Wataha Black Heart
		Tereny Watahy Heart => Dżungla => Wątek zaczęty przez: Kair w Listopad 17, 2013, 13:24:22
		
			
			- 
				Niebezpieczna i wielka. Grasują tu różne zwierzęta.
			
 
			
			- 
				Weszła powolnym krokiem. Rozejrzała się i zaczęła spacerować po dżungli.
			
 
			
			- 
				Wszedłem. Zacząłem iść wolnym krokiem.
			
 
			
			- 
				Usłyszała coś. Zaczęła powoli się skradać.
			
 
			
			- 
				Wkroczyła rozleniwiona. Rozejrzała się po dżungli. Mnóstwo roślin i drzew wszędzie. Z oddali słyszała odgłosy wydawane przez jakieś małpy. Codzienność. Było tu jednak duszno, parno, a jej futro było gęste. Nie odpowiadał jej ten klimat. Ale teren zawsze warto poznać. 
			
 
			
			- 
				Wyczułem wilka, wadere. Zatrzymałem się i nasłuchiwałem.
			
 
			
			- 
				Zaczęła biec przed siebie.
			
 
			
			- 
				Stałem nieruchomo.
			
 
			
			- 
				Podniosła jedno ucho do góry i nasłuchiwała.
			
 
			
			- 
				Gdy tak szła, przedzierając się przez roślinność wpadła na jakiegoś skrzydlatego basiora. Sierść na jej karku podniosła się, a z gardła wydobyło się mimowolne, ciche warczenie. Nigdy nie miała pewności na kogoś się może natknąć w takich miejscach.
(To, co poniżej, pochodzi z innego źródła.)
PR #143, opened 2025-02-14
[SNOW-89] Create admin and developer service users

philerooski:
I will alter the user in snowsight to configure the [key-pair authentication](https://docs.snowflake.com/en/user-guide/key-pair-auth#configuring-key-pair-authentication). Although it's possible for me to include the public key in the CREATE USER statement if we feel like that's worth encoding here.


admin/users.sql
```diff
@@ -124,3 +124,9 @@ CREATE USER IF NOT EXISTS AD_SERVICE
 CREATE USER IF NOT EXISTS RECOVER_SERVICE
     PASSWORD = 'placeholder'
     MUST_CHANGE_PASSWORD = TRUE;
+
+CREATE USER IF NOT EXISTS ADMIN_SERVICE
+    TYPE = SERVICE;
+
+CREATE USER IF NOT EXISTS DEVELOPER_SERVICE
```
jaymedina, line 131: Are we no longer going to use the `DPE_SERVICE` service account?

philerooski: See my comment [here](https://sagebionetworks.jira.com/browse/SNOW-89?focusedCommentId=237696). I thought that `DEVELOPER_SERVICE` was a more specific title for what this user is intended to do.

jaymedina (approved):

PR #144, opened 2025-02-14
[SNOW-89] Grant roles to service accounts

philerooski:
I hadn't realized I could have done this as part of #143


danlu1 (approved):
LGTM.

PR #146, opened 2025-02-17
[SNOW-89] Update authentication policy for service accounts

philerooski:
_How_ a user is allowed to authenticate is regulated by authentication policies. This PR alters our existing authentication policy for service accounts by additionally allowing key-pair authentication. I also correct a typo in the `integrations.sql` file.


admin/policies.sql
```diff
@@ -77,6 +77,10 @@ ALTER USER RECOVER_SERVICE SET AUTHENTICATION POLICY service_account_authenticat
...
 ALTER USER AD_SERVICE SET AUTHENTICATION POLICY service_account_authentication_policy;
 ALTER USER THOMASYU888 SET AUTHENTICATION POLICY service_account_authentication_policy;
+ALTER USER ADMIN_SERVICE SET AUTHENTICATION POLICY service_account_authentication_policy;
+ALTER USER DEVELOPER_SERVICE SET AUTHENTICATION POLICY service_account_authentication_policy;
 
-USE ROLE ACCOUNTADMIN;
 ALTER ACCOUNT SET CORTEX_ENABLED_CROSS_REGION = 'ANY_REGION';
+
+ALTER AUTHENTICATION POLICY service_account_authentication_policy
+  AUTHENTICATION_METHODS = ('PASSWORD', 'KEYPAIR');
```
thomasyu888, line 86: This is surprising. I thought the whole premise around service type accounts was that it only allowed keypair auth...

philerooski: @thomasyu888 That's correct. If the user type is "SERVICE" then you can only authenticate via key-pair. That doesn't mean that user gets a free pass from the existing authentication policies to authenticate using key-pair.

thomasyu888 (approved):
🔥 LGTM!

Czekała na reakcje samca, spojrzała mu w oczy.
			
 
			
			- 
				Spojrzałem na wadere. -Eee... Witaj?-powiedziałem zdezorientowany.
			
 
			
			- 
				Widząc, że wilk nie jest agresywnie nastawiony uspokoiła się. Pozwoliła, by jej sierść opadła. 
- Witaj - powiedziała po chwili.
			 
			
			- 
				Szła sobie po dżungli nadal. W końcu ujrzała jakiegoś basiora. Przystanęła.
			
 
			
			- 
				-Jestem Kair-usiadłem i spojrzałem na drugą wadere zmieszany.
			
 
			
			- 
				- Angela. Co tu robisz? - zadała podstawowe pytanie. Usiadła zamiatając ogonem podłoże. Spojrzała na drugą wilczycę, po czym ziewnęła. Już po kilku minutach przebywania w tym miejscu stwierdziła, że to nie teren dla niej. Było tu stanowczo za ciepło i nieciekawie. 
			
 
			
			- 
				Schowała się w krzakach.
			
 
			
			- 
				-zwiedzam...- odpowiedziałem i rozłożyłem skrzydła. Pi chwili wstałem i podszedłem do krzaków (xD)
			
 
			
			- 
				Zaczęła uciekać, slalomując między drzewami.
			
 
			
			- 
				Spojrzała za wilczycą,  która kryła się w krzakach, jak ta zwierzyna łowca, która boi się wszystkiego. Gdy basior rozłożył skrzydła i wstał, odwrócił się do niej co ją zirytowało. To nie było dobre posunięcie, odwrócić się do kogoś plecami, kogo się jeszcze nie zna. Pokręciła łbem i zniknęła między drzewami. 
			
 
			
			- 
				Odwrocilem się, wadery już nie było.
Wzniosłem się w powietrze i usiadłem na drzewie wpatrywając się w niebo.
_____________
Miało być złożyłem ;-;
			 
			
			- 
				Nadal biegła przed siebie. Rozejrzała się i przystanęła. Siadła pod jakimś drzewem.
			
 
			
			- 
				Wyszła po chwili.
			
 
			
			- 
				Wyszedłem.
			
 
			
			- 
				Weszła.
*Może tu napotkam kotowatego* Przeszło jej przez myśl. Rozejrzała się wkoło.
			 
			
			- 
				Zaczęła iść przed siebie i nagle pod swoją niewielką łapą poczuła coś jakby wilgotnego i mazistego...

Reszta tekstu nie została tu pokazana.